ONE HUNDRED YEARS OF CARING

Sébastien Lavigne owes his life to delicate surgery at The Children’s

By Warren Perley

PHOTO: IAN BARRETTSébastien Lavigne, 12, with his father Renald, and his mother Hélène Tessier.

Neurosurgeon Jean-Pierre Farmer was plotting his moves with surgical precision in what would be an eight-hour marathon operation as he marked the shaved skull of 5-year-old Sébastien Lavigne to pinpoint the location of the young boy’s brain tumour.

Outside the operating room at The Montreal Children’s Hospital of the McGill University Health Centre (MUHC), Sébastien’s parents, Renald Lavigne and Hélène Tessier of Terrebonne, prayed for “a small miracle." Just hours before the operation that September day in 1997, Renald had held Sébastien in his arms, rocking him while they sang Frère Jacques and Au Clair de la lune.

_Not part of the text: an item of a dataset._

PR #442, opened 2019-02-13
resource: Update for kvs watch API removal

chu11:
Replace call to flux_kvs_watch_once() with flux_kvs_lookup().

Tessier recalls asking Dr. Farmer whether her son could die on the operating table in the attempt to remove the tumour the size of a golf ball from his brainstem. The reply: “No - but there are no guaranties with this kind of surgery, and he is acutely ill."

It was estimated that without the operation, Sébastien would have only three months to live. For more than a year prior to the operation, his health had deteriorated drastically - vomiting, dizziness, migraines, as well as problems with his sight, hearing and speech.

PHOTO: IAN BARRETTDr. Jose Luis Montes, left, and Dr. Jean-Pierre Farmer discuss the Frameless Stereotactic System machine they used to pinpoint Sébastien’s tumour.

The operation went well, but Dr. Farmer elected to terminate the procedure after a large part of the tumour had been removed and after the boy’s heart rate began to destabilize under anesthesia. The doctor planned on a second stage of surgery once the decompressed brainstem and the residual tumour had reconfigured themselves.

A Magnetic Resonance Imaging (MRI) examination after surgery revealed 60 to 65 per cent of the tumour had been removed. Two months later, after a repeat MRI showed that reconfiguration had occurred and after Sébastien showed clinical improvement, Dr. Farmer and Dr. José Luis Montes, head of pediatric neurosurgery at The Children’s, operated on their patient a second time to remove another 35 per cent of the tumour.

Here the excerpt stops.